Despite his misgivings, Mr. Loconte believes the Ashcroft provision broke important new legal ground by recognizing at last "the distinct, unique contribution made by faith-based organizations.... Charitable Choice is important because it codifies protections for faith-based charities for the first time."

With more churches and ministries beginning to test the effectiveness of those legal protections, Mr. Ashcroft is now seeking to extend Charitable Choice to other areas of government assistance, including housing, substance abuse, abstinence education, and child welfare services. (The original bill covered only Temporary Aid for Needy Families, the major cash assistance program designed to move poor families from the welfare roles to the workforce.)

Others in Congress are now trying to pass new legislation that builds on the legal protections of Charitable Choice without requiring language to bar proselytizing. The logic goes like this: Since government money always comes with strings attached, why not by-pass the government entirely? If more money flowed directly to faith-based charities-without being filtered through the federal bureaucracy-then the charities could expand their services without becoming dependent on Uncle Sam and without knuckling under to his restrictions.

The key to that scenario is tax credits. Instead of sending the welfare portion of their taxes to Washington, taxpayers could donate directly to local, poverty-fighting charities they believed in. By writing those donations off their 1040 forms, taxpayers would keep their charitable donations in their local communities and keep Washington bureaucrats out of the loop completely.

One model for accomplishing that is the American Community Renewal Act (ACRA), introduced earlier this year by Reps. J.C. Watts (R-Okla.) and Jim Talent (R-Mo.). The bill would, among other things, offer a tax credit of 75 cents for every dollar contributed to local poverty-fighting organizations. To qualify, taxpayers would also have to volunteer personally with the charity, thus creating a greater sense of "ownership" in solving local problems. The tax savings-up to $200 a year for single filers-would come right off the bottom line of the federal 1040 form.

Rep. Mark Souder (R-Ind.) offers a slightly different approach. His Giving Incentive and Volunteer Encouragement Act (GIVE) attempts to increase donations dramatically by allowing individuals to deduct 120 percent of their charitable contributions from their federal taxes. As a tax deduction, rather than a tax credit, the savings would come off total taxable income, rather than the bottom line. Mr. Souder would also allow non-itemizers to deduct their charitable donations in excess of $1,000 and extend the deadline for donations to April 15, much the same as IRA contributions.

Although Republican leaders in the House of Representatives support such innovative approaches to poverty-fighting, some worry that ACRA and GIVE would undermine efforts to change fundamentally the tax system by implementing a flat tax or national sales tax. They argue that tax incentives should be implemented at the state level, allowing the federal government to get out of the business of using tax policy to encourage some behaviors while discouraging others.

Some states are responding already. Arizona, for instance, offers a charitable tax credit for residents who increase their year-to-year giving.

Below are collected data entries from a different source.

PR #238, opened 2026-06-05
feat(analyze): support environment variables

p1-dta:
## What

Make plumber able to read env var when options are not provided through CLI arguments.

## Why

Remove complexity that shouldn't be here from component.

### DIFF
--- a/cmd/analyze.go
+++ b/cmd/analyze.go
@@ -231,13 +231,13 @@ func printProviderDetection(provider, reason string) {
 func loadConfigOrOffer(cfgFile string) (*configuration.PlumberConfig, string, []string, error) {
 	if cfgFile == "" {
 		if _, err := os.Stat(".plumber.yaml"); err == nil {
-		    // Use local config if available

Meanwhile, Pennsylvania is considering a bill that would allow a 50 percent tax credit on every dollar given to charity-up to 25 percent of a resident's total state tax bill.

Whatever shape it may eventually take-state or federal, tax credit or tax deduction-Republicans insist further reform is coming next year, assuming they maintain control of Congress. Churches and ministers that have learned the joy of giving a cup of water in the Savior's name will continue to do so regardless of what happens in Washington. But political developments will affect their opportunity to expand programs.